WHAT YOU ARE ASKED TO DO:
In full and without change, transcribe the records below.

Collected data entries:
==*==
PR #8889, opened 2024-02-13
fix(windows): use allocated memory for `\\\\.\\NUL` replacement on windows

dylan-conway:
### What does this PR do?
Allocates `\\\\.\\NUL` because the memory will be freed in `Blob.Store.deinit` when it's gc'd.

If we want to keep this memory static, we could add a flag on the `Store` struct for whether `pathlike.path` is allocated or not, but I'm less certain about the lifetime of the memory if we do this.

tested manually

### DIFF
--- a/src/bun.js/webcore/blob.zig
+++ b/src/bun.js/webcore/blob.zig
@@ -1529,7 +1529,7 @@ pub const Blob = struct {
                     var slice = path_or_fd.path.slice();
 
                     if (Environment.isWindows and bun.strings.eqlComptime(slice, "/dev/null")) {
-                        path_or_fd.path.deinit();
+                        path_or_fd.deinit();
                         path_or_fd.* = .{
                             .path = .{
                                 // this memory is freed with this allocator in `Blob.Store.deinit`
--- a/src/bun.js/webcore/blob.zig
+++ b/src/bun.js/webcore/blob.zig
@@ -1526,12 +1526,17 @@ pub const Blob = struct {
         const path: JSC.Node.PathOrFileDescriptor = brk: {
             switch (path_or_fd.*) {
                 .path => {
-                    const slice = path_or_fd.path.slice();
+                    var slice = path_or_fd.path.slice();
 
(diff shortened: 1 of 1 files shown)


paperclover (approved):
damn

src/bun.js/webcore/blob.zig
```diff
@@ -1526,12 +1526,17 @@ pub const Blob = struct {
...
-                        // in PathLike.deinit does not free anything.
-                        path_or_fd.* = .{ .path = .{ .string = bun.PathString.init("\\\\.\\NUL") } };
+                        path_or_fd.path.deinit();
+                        path_or_fd.* = .{
+                            .path = .{
+                                // this memory is freed with this allocator in `Blob.Store.deinit`
+                                .string = bun.PathString.init(allocator.dupe(u8, "\\\\.\\NUL") catch bun.outOfMemory()),
+                            },
+                        };
+                        slice = path_or_fd.path.slice();
```
jdalton, line 1539: Below https://github.com/oven-sh/bun/pull/8889/files#diff-fccddb3613f2e886d367c9383b53da6fa99925167af2f0fb861dfaa201666261R1546
when doing this kind of pattern the `path_or_fd` is `path_or_fd.deinit();` and not just `path_or_fd.path` being `deinit`.

On https://github.com/oven-sh/bun/pull/8889/files#diff-fccddb3613f2e886d367c9383b53da6fa99925167af2f0fb861dfaa201666261L1552 `deinit()` is not called at all (and maybe should be)?

dylan-conway: I'll change it for consistency, but because we're in the `.path` case of the switch it's guaranteed to be the active tag.

Below, where `.deinit` isn't called, we shouldn't deinit because we take a copy and break out of the scope with it

jdalton: Cool. My thought was that since it's paving the entire union it's a good call to `.deinit` the old. I see via the source that it just defers to `path.deinit` but still a good call since that could change in the future.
==*==
WORKED SOLUTION:
PR #8889, opened 2024-02-13
fix(windows): use allocated memory for `\\\\.\\NUL` replacement on windows

dylan-conway:
### What does this PR do?
Allocates `\\\\.\\NUL` because the memory will be freed in `Blob.Store.deinit` when it's gc'd.

If we want to keep this memory static, we could add a flag on the `Store` struct for whether `pathlike.path` is allocated or not, but I'm less certain about the lifetime of the memory if we do this.

tested manually

### DIFF
--- a/src/bun.js/webcore/blob.zig
+++ b/src/bun.js/webcore/blob.zig
@@ -1529,7 +1529,7 @@ pub const Blob = struct {
                     var slice = path_or_fd.path.slice();
 
                     if (Environment.isWindows and bun.strings.eqlComptime(slice, "/dev/null")) {
-                        path_or_fd.path.deinit();
+                        path_or_fd.deinit();
                         path_or_fd.* = .{
                             .path = .{
                                 // this memory is freed with this allocator in `Blob.Store.deinit`
--- a/src/bun.js/webcore/blob.zig
+++ b/src/bun.js/webcore/blob.zig
@@ -1526,12 +1526,17 @@ pub const Blob = struct {
         const path: JSC.Node.PathOrFileDescriptor = brk: {
             switch (path_or_fd.*) {
                 .path => {
-                    const slice = path_or_fd.path.slice();
+                    var slice = path_or_fd.path.slice();
 
(diff shortened: 1 of 1 files shown)


paperclover (approved):
damn

src/bun.js/webcore/blob.zig
```diff
@@ -1526,12 +1526,17 @@ pub const Blob = struct {
...
-                        // in PathLike.deinit does not free anything.
-                        path_or_fd.* = .{ .path = .{ .string = bun.PathString.init("\\\\.\\NUL") } };
+                        path_or_fd.path.deinit();
+                        path_or_fd.* = .{
+                            .path = .{
+                                // this memory is freed with this allocator in `Blob.Store.deinit`
+                                .string = bun.PathString.init(allocator.dupe(u8, "\\\\.\\NUL") catch bun.outOfMemory()),
+                            },
+                        };
+                        slice = path_or_fd.path.slice();
```
jdalton, line 1539: Below https://github.com/oven-sh/bun/pull/8889/files#diff-fccddb3613f2e886d367c9383b53da6fa99925167af2f0fb861dfaa201666261R1546
when doing this kind of pattern the `path_or_fd` is `path_or_fd.deinit();` and not just `path_or_fd.path` being `deinit`.

On https://github.com/oven-sh/bun/pull/8889/files#diff-fccddb3613f2e886d367c9383b53da6fa99925167af2f0fb861dfaa201666261L1552 `deinit()` is not called at all (and maybe should be)?

dylan-conway: I'll change it for consistency, but because we're in the `.path` case of the switch it's guaranteed to be the active tag.

Below, where `.deinit` isn't called, we shouldn't deinit because we take a copy and break out of the scope with it

jdalton: Cool. My thought was that since it's paving the entire union it's a good call to `.deinit` the old. I see via the source that it just defers to `path.deinit` but still a good call since that could change in the future.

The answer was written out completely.